EXERCISE DIRECTIONS: Return each entry unchanged.

Dataset entries
##########
PR #4419, opened 2023-02-28
fix(nm): handle empty "Gateway" property correctly

mattdibi:
Fix for when the "Gateway" property returns an empty string in the `NMStatusConverter` code.

Due to [how `InetAddress.getByName` works](https://docs.oracle.com/javase/7/docs/api/java/net/InetAddress.html#getByName(java.lang.String)):

> If the host is null then an InetAddress representing an address of the loopback interface is returned. See [RFC 3330](http://www.ietf.org/rfc/rfc3330.txt) section 2 and [RFC 2373](http://www.ietf.org/rfc/rfc2373.txt) section 2.5.3.

the empty string gets converted to "127.0.0.1", but this is **wrong** in our case: the empty string means that the "Gateway" is not set!

### DIFF
--- a/kura/org.eclipse.kura.nm/src/main/java/org/eclipse/kura/nm/status/NMStatusConverter.java
+++ b/kura/org.eclipse.kura.nm/src/main/java/org/eclipse/kura/nm/status/NMStatusConverter.java
@@ -18,6 +18,7 @@ import java.util.ArrayList;
 import java.util.HashSet;
 import java.util.List;
 import java.util.Map;
+import java.util.Objects;
 import java.util.Optional;
 import java.util.Set;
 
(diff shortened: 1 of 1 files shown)


pierantoniomerlino:
Does it make sense to set the gateway to an empty values when in LAN mode? I mean, is there a meaningful value, like 0.0.0.0, as presented [here](https://www.baeldung.com/linux/difference-ip-address#2-routing-and-gateway)?

mattdibi:
I just tested this on my RPi

**`eth0` configured in WAN mode**

```bash
busctl get-property org.freedesktop.NetworkManager /org/freedesktop/NetworkManager/IP4Config/6 org.freedesktop.NetworkManager.IP4Config Gateway
s "192.168.1.1"
```

```bash
route -n
Kernel IP routing table
Destination     Gateway         Genmask         Flags Metric Ref    Use Iface
0.0.0.0         192.168.1.1     0.0.0.0         UG    100    0        0 eth0
172.16.1.0      0.0.0.0         255.255.255.0   U     600    0        0 wlan0
192.168.1.0     0.0.0.0         255.255.255.0   U     100    0        0 eth0
```

**`eth0` configured in LAN mode**

```bash
busctl get-property org.freedesktop.NetworkManager /org/freedesktop/NetworkManager/IP4Config/8 org.freedesktop.NetworkManager.IP4Config Gateway
s ""
```

```bash
route -n
Kernel IP routing table
Destination     Gateway         Genmask         Flags Metric Ref    Use Iface
172.16.1.0      0.0.0.0         255.255.255.0   U     600    0        0 wlan0
192.168.1.0     0.0.0.0         255.255.255.0   U     100    0        0 eth0
```

---

Therefore: if the interface is set as **LAN** the `getGateway` will return `Optional.empty()`. I think this makes sense, what do you think?

pierantoniomerlino:
Yeah, it makes sense. 👍

pierantoniomerlino (approved):

marcellorinaldo (approved):

mattdibi:
As usual the CI reports error because it can't find the project. Merging anyway.

image

PR #4420, opened 2023-03-01
fix(nm): return correct ActiveAccessPoint regardless of mode

mattdibi:
Correctly return [the `ActiveAccessPoint`](https://networkmanager.dev/docs/api/latest/gdbus-org.freedesktop.NetworkManager.Device.Wireless.html#gdbus-property-org-freedesktop-NetworkManager-Device-Wireless.ActiveAccessPoint).

If the interface is set as `MASTER` it will return itself.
##########
WRITTEN REPLY:
PR #4419, opened 2023-02-28
fix(nm): handle empty "Gateway" property correctly

mattdibi:
Fix for when the "Gateway" property returns an empty string in the `NMStatusConverter` code.

Due to [how `InetAddress.getByName` works](https://docs.oracle.com/javase/7/docs/api/java/net/InetAddress.html#getByName(java.lang.String)):

> If the host is null then an InetAddress representing an address of the loopback interface is returned. See [RFC 3330](http://www.ietf.org/rfc/rfc3330.txt) section 2 and [RFC 2373](http://www.ietf.org/rfc/rfc2373.txt) section 2.5.3.

the empty string gets converted to "127.0.0.1", but this is **wrong** in our case: the empty string means that the "Gateway" is not set!

### DIFF
--- a/kura/org.eclipse.kura.nm/src/main/java/org/eclipse/kura/nm/status/NMStatusConverter.java
+++ b/kura/org.eclipse.kura.nm/src/main/java/org/eclipse/kura/nm/status/NMStatusConverter.java
@@ -18,6 +18,7 @@ import java.util.ArrayList;
 import java.util.HashSet;
 import java.util.List;
 import java.util.Map;
+import java.util.Objects;
 import java.util.Optional;
 import java.util.Set;
 
(diff shortened: 1 of 1 files shown)


pierantoniomerlino:
Does it make sense to set the gateway to an empty values when in LAN mode? I mean, is there a meaningful value, like 0.0.0.0, as presented [here](https://www.baeldung.com/linux/difference-ip-address#2-routing-and-gateway)?

mattdibi:
I just tested this on my RPi

**`eth0` configured in WAN mode**

```bash
busctl get-property org.freedesktop.NetworkManager /org/freedesktop/NetworkManager/IP4Config/6 org.freedesktop.NetworkManager.IP4Config Gateway
s "192.168.1.1"
```

```bash
route -n
Kernel IP routing table
Destination     Gateway         Genmask         Flags Metric Ref    Use Iface
0.0.0.0         192.168.1.1     0.0.0.0         UG    100    0        0 eth0
172.16.1.0      0.0.0.0         255.255.255.0   U     600    0        0 wlan0
192.168.1.0     0.0.0.0         255.255.255.0   U     100    0        0 eth0
```

**`eth0` configured in LAN mode**

```bash
busctl get-property org.freedesktop.NetworkManager /org/freedesktop/NetworkManager/IP4Config/8 org.freedesktop.NetworkManager.IP4Config Gateway
s ""
```

```bash
route -n
Kernel IP routing table
Destination     Gateway         Genmask         Flags Metric Ref    Use Iface
172.16.1.0      0.0.0.0         255.255.255.0   U     600    0        0 wlan0
192.168.1.0     0.0.0.0         255.255.255.0   U     100    0        0 eth0
```

---

Therefore: if the interface is set as **LAN** the `getGateway` will return `Optional.empty()`. I think this makes sense, what do you think?

pierantoniomerlino:
Yeah, it makes sense. 👍

pierantoniomerlino (approved):

marcellorinaldo (approved):

mattdibi:
As usual the CI reports error because it can't find the project. Merging anyway.

image

PR #4420, opened 2023-03-01
fix(nm): return correct ActiveAccessPoint regardless of mode

mattdibi:
Correctly return [the `ActiveAccessPoint`](https://networkmanager.dev/docs/api/latest/gdbus-org.freedesktop.NetworkManager.Device.Wireless.html#gdbus-property-org-freedesktop-NetworkManager-Device-Wireless.ActiveAccessPoint).

If the interface is set as `MASTER` it will return itself.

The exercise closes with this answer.